WORK REQUIRED> All of the lines below should be output exactly as shown.

━━━━━━━━

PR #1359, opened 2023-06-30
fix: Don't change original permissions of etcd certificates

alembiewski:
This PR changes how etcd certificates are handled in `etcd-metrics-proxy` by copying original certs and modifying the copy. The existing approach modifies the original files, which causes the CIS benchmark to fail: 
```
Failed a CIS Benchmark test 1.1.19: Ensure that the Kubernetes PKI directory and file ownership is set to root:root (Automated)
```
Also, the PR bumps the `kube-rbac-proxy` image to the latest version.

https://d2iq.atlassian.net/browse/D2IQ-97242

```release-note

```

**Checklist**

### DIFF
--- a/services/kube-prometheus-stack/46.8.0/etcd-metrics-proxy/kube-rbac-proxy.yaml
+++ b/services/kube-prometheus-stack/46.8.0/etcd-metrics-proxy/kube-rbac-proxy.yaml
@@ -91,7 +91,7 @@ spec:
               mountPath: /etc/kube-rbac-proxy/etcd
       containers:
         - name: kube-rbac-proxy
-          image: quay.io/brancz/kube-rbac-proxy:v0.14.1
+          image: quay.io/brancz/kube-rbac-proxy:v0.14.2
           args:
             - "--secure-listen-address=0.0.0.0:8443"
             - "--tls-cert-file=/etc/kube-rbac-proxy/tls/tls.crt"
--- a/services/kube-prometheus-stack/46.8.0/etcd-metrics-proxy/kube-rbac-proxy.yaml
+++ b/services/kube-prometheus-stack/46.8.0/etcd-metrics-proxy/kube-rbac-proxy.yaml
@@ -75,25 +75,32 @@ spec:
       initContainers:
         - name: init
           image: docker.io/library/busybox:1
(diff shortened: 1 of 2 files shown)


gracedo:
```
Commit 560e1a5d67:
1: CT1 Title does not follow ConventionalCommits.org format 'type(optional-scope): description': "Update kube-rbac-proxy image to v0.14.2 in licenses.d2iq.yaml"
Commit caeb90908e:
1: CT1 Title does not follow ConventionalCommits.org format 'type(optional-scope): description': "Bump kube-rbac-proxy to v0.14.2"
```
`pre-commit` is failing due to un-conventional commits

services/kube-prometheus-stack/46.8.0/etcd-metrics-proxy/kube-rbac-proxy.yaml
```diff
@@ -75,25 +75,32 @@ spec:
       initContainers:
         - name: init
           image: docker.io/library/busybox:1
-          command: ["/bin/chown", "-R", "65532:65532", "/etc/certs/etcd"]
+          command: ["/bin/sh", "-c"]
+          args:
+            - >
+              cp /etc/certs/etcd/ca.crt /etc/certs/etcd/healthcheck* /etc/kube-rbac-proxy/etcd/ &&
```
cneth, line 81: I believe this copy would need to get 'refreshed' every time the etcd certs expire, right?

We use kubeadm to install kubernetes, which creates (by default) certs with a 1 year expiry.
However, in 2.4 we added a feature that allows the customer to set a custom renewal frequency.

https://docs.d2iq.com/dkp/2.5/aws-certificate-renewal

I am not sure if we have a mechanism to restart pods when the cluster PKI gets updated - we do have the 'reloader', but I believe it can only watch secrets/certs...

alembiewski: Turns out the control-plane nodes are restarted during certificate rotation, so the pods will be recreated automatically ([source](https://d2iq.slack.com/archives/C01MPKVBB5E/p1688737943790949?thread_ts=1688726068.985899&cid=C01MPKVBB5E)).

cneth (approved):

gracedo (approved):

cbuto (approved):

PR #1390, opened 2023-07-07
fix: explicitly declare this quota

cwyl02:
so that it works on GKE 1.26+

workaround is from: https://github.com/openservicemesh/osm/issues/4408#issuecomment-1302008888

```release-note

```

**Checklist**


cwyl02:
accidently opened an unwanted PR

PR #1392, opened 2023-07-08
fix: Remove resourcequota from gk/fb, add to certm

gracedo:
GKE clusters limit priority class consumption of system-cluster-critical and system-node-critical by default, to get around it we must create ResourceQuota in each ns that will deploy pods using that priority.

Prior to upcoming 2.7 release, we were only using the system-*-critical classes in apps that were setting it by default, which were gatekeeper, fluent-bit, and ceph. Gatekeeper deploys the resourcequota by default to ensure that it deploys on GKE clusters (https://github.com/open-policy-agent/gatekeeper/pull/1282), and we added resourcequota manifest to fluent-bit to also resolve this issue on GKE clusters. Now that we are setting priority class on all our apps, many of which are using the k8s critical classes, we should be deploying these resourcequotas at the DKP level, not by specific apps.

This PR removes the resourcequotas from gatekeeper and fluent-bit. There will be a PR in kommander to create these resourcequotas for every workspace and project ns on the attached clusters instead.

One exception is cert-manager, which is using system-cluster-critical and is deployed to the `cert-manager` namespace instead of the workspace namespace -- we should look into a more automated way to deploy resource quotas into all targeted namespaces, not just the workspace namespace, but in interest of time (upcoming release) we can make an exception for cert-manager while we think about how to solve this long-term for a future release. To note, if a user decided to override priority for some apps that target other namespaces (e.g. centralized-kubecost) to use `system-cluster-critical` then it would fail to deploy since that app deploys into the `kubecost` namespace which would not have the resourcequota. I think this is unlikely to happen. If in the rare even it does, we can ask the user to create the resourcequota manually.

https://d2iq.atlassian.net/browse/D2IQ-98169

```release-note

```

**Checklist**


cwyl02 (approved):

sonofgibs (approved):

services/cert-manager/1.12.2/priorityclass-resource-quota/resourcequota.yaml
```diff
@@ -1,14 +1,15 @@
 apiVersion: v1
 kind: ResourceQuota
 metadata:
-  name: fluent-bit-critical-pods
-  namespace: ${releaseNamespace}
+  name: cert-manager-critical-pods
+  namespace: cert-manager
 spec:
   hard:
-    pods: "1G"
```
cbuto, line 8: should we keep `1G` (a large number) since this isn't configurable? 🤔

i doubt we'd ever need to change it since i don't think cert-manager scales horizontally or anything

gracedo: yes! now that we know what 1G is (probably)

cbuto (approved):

━━━━━━━━

SOLVED EXERCISE>
PR #1359, opened 2023-06-30
fix: Don't change original permissions of etcd certificates

alembiewski:
This PR changes how etcd certificates are handled in `etcd-metrics-proxy` by copying original certs and modifying the copy. The existing approach modifies the original files, which causes the CIS benchmark to fail: 
```
Failed a CIS Benchmark test 1.1.19: Ensure that the Kubernetes PKI directory and file ownership is set to root:root (Automated)
```
Also, the PR bumps the `kube-rbac-proxy` image to the latest version.

https://d2iq.atlassian.net/browse/D2IQ-97242

```release-note

```

**Checklist**

### DIFF
--- a/services/kube-prometheus-stack/46.8.0/etcd-metrics-proxy/kube-rbac-proxy.yaml
+++ b/services/kube-prometheus-stack/46.8.0/etcd-metrics-proxy/kube-rbac-proxy.yaml
@@ -91,7 +91,7 @@ spec:
               mountPath: /etc/kube-rbac-proxy/etcd
       containers:
         - name: kube-rbac-proxy
-          image: quay.io/brancz/kube-rbac-proxy:v0.14.1
+          image: quay.io/brancz/kube-rbac-proxy:v0.14.2
           args:
             - "--secure-listen-address=0.0.0.0:8443"
             - "--tls-cert-file=/etc/kube-rbac-proxy/tls/tls.crt"
--- a/services/kube-prometheus-stack/46.8.0/etcd-metrics-proxy/kube-rbac-proxy.yaml
+++ b/services/kube-prometheus-stack/46.8.0/etcd-metrics-proxy/kube-rbac-proxy.yaml
@@ -75,25 +75,32 @@ spec:
       initContainers:
         - name: init
           image: docker.io/library/busybox:1
(diff shortened: 1 of 2 files shown)


gracedo:
```
Commit 560e1a5d67:
1: CT1 Title does not follow ConventionalCommits.org format 'type(optional-scope): description': "Update kube-rbac-proxy image to v0.14.2 in licenses.d2iq.yaml"
Commit caeb90908e:
1: CT1 Title does not follow ConventionalCommits.org format 'type(optional-scope): description': "Bump kube-rbac-proxy to v0.14.2"
```
`pre-commit` is failing due to un-conventional commits

services/kube-prometheus-stack/46.8.0/etcd-metrics-proxy/kube-rbac-proxy.yaml
```diff
@@ -75,25 +75,32 @@ spec:
       initContainers:
         - name: init
           image: docker.io/library/busybox:1
-          command: ["/bin/chown", "-R", "65532:65532", "/etc/certs/etcd"]
+          command: ["/bin/sh", "-c"]
+          args:
+            - >
+              cp /etc/certs/etcd/ca.crt /etc/certs/etcd/healthcheck* /etc/kube-rbac-proxy/etcd/ &&
```
cneth, line 81: I believe this copy would need to get 'refreshed' every time the etcd certs expire, right?

We use kubeadm to install kubernetes, which creates (by default) certs with a 1 year expiry.
However, in 2.4 we added a feature that allows the customer to set a custom renewal frequency.

https://docs.d2iq.com/dkp/2.5/aws-certificate-renewal

I am not sure if we have a mechanism to restart pods when the cluster PKI gets updated - we do have the 'reloader', but I believe it can only watch secrets/certs...

alembiewski: Turns out the control-plane nodes are restarted during certificate rotation, so the pods will be recreated automatically ([source](https://d2iq.slack.com/archives/C01MPKVBB5E/p1688737943790949?thread_ts=1688726068.985899&cid=C01MPKVBB5E)).

cneth (approved):

gracedo (approved):

cbuto (approved):

PR #1390, opened 2023-07-07
fix: explicitly declare this quota

cwyl02:
so that it works on GKE 1.26+

workaround is from: https://github.com/openservicemesh/osm/issues/4408#issuecomment-1302008888

```release-note

```

**Checklist**


cwyl02:
accidently opened an unwanted PR

PR #1392, opened 2023-07-08
fix: Remove resourcequota from gk/fb, add to certm

gracedo:
GKE clusters limit priority class consumption of system-cluster-critical and system-node-critical by default, to get around it we must create ResourceQuota in each ns that will deploy pods using that priority.

Prior to upcoming 2.7 release, we were only using the system-*-critical classes in apps that were setting it by default, which were gatekeeper, fluent-bit, and ceph. Gatekeeper deploys the resourcequota by default to ensure that it deploys on GKE clusters (https://github.com/open-policy-agent/gatekeeper/pull/1282), and we added resourcequota manifest to fluent-bit to also resolve this issue on GKE clusters. Now that we are setting priority class on all our apps, many of which are using the k8s critical classes, we should be deploying these resourcequotas at the DKP level, not by specific apps.

This PR removes the resourcequotas from gatekeeper and fluent-bit. There will be a PR in kommander to create these resourcequotas for every workspace and project ns on the attached clusters instead.

One exception is cert-manager, which is using system-cluster-critical and is deployed to the `cert-manager` namespace instead of the workspace namespace -- we should look into a more automated way to deploy resource quotas into all targeted namespaces, not just the workspace namespace, but in interest of time (upcoming release) we can make an exception for cert-manager while we think about how to solve this long-term for a future release. To note, if a user decided to override priority for some apps that target other namespaces (e.g. centralized-kubecost) to use `system-cluster-critical` then it would fail to deploy since that app deploys into the `kubecost` namespace which would not have the resourcequota. I think this is unlikely to happen. If in the rare even it does, we can ask the user to create the resourcequota manually.

https://d2iq.atlassian.net/browse/D2IQ-98169

```release-note

```

**Checklist**


cwyl02 (approved):

sonofgibs (approved):

services/cert-manager/1.12.2/priorityclass-resource-quota/resourcequota.yaml
```diff
@@ -1,14 +1,15 @@
 apiVersion: v1
 kind: ResourceQuota
 metadata:
-  name: fluent-bit-critical-pods
-  namespace: ${releaseNamespace}
+  name: cert-manager-critical-pods
+  namespace: cert-manager
 spec:
   hard:
-    pods: "1G"
```
cbuto, line 8: should we keep `1G` (a large number) since this isn't configurable? 🤔

i doubt we'd ever need to change it since i don't think cert-manager scales horizontally or anything

gracedo: yes! now that we know what 1G is (probably)

cbuto (approved):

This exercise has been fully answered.